» **PROBLEM TO SOLVE**: Return all lines of the data in which the string "that" occurs.

(Saved entries)
PR #469, opened 2020-03-03
fix py3 print compat and trailing whitespaces

acxz:


mikepurvis:
Great, thanks! I'm  working on a larger attempted port of rosserial_python to py3 but it's a bit of a slog. This is a good start. :)

PR #470, opened 2020-03-04
make except call py3 compat

acxz:
this one flew by me, should be good now


acxz:
@mikepurvis can u take a look at this one rq?

mikepurvis:
Merged for now, but there's quite a bit more that needs to be updated than just this one thing.

acxz:
For sure.

PR #473, opened 2020-03-18
rosserial_python: Catch exception with 'as' instead of comma

stertingen:
See https://stackoverflow.com/questions/2535760/python-try-except-comma-vs-as-in-except.

Python 3 enforces the usage of `as`, so fix it here.


stertingen:
Duplicate of https://github.com/ros-drivers/rosserial/pull/470

PR #476, opened 2020-04-10
Call Py_Finalize before throwing exception

stertingen:


mikepurvis:
Good catch, thank you. Potentially a better way would be to wrap the whole thing in a try-catch and then re-raise the exception and perform the finalize afterward. But the logic is simple enough that I think this is probably fine for now.

PR #479, opened 2020-04-13
Make deprecation message a warning and more specific

stertingen:
See: https://wiki.ros.org/Verbosity%20Levels


mikepurvis:
Thanks, will merge this to `melodic-devel` and the removal will happen in Noetic.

» **EXERCISE OUTPUT**:
Merged for now, but there's quite a bit more that needs to be updated than just this one thing.
Good catch, thank you. Potentially a better way would be to wrap the whole thing in a try-catch and then re-raise the exception and perform the finalize afterward. But the logic is simple enough that I think this is probably fine for now.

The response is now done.